PR #4773, opened 2023-11-08
[FIXED] Datarace and panic when accessing psim from syncBlocks.

derekcollison:
When compacting in the syncBlocks make sure to grab fs lock in case we need to load msgs and reference psim.


levb (approved):
LGTM

wallyqs (approved):
LGTM

PR #4774, opened 2023-11-08
Check for /leafnode suffix path on leaf ws connect

wallyqs:
This changes the`/leafnode` and `/mqtt` checks on a ws connection to detect that it is a leafnode connection over the websocket port.

This way given a remote like this:

```hcl
remotes = [
     {
       url: "ws://user:pass@127.0.0.1:8080/nats-leafnode",
       account: "ACC"
      }
 ]
```

Then the nginx LB configuration would match the same sub path as the configured remote leaf URL:

```hcl
upstream websocket {
        server 127.0.0.1:8888;
}
location /nats-leafnode/leafnode {
  proxy_pass http://websocket;
}
```


derekcollison (approved):
LGTM

PR #5607, opened 2024-06-28
[TEST only] A test for memory leak when creating/deleting consumers

levb:
Verifies the fix in https://github.com/nats-io/nats-server/pull/5600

_ _ _ _ _

▸ **Action item**:
Beginning with the very first line of the material, please return exactly each line down to and including the one with "[TEST only] A".

▸ **Task answer**:
PR #4773, opened 2023-11-08
[FIXED] Datarace and panic when accessing psim from syncBlocks.

derekcollison:
When compacting in the syncBlocks make sure to grab fs lock in case we need to load msgs and reference psim.


levb (approved):
LGTM

wallyqs (approved):
LGTM

PR #4774, opened 2023-11-08
Check for /leafnode suffix path on leaf ws connect

wallyqs:
This changes the`/leafnode` and `/mqtt` checks on a ws connection to detect that it is a leafnode connection over the websocket port.

This way given a remote like this:

```hcl
remotes = [
     {
       url: "ws://user:pass@127.0.0.1:8080/nats-leafnode",
       account: "ACC"
      }
 ]
```

Then the nginx LB configuration would match the same sub path as the configured remote leaf URL:

```hcl
upstream websocket {
        server 127.0.0.1:8888;
}
location /nats-leafnode/leafnode {
  proxy_pass http://websocket;
}
```


derekcollison (approved):
LGTM

PR #5607, opened 2024-06-28
[TEST only] A test for memory leak when creating/deleting consumers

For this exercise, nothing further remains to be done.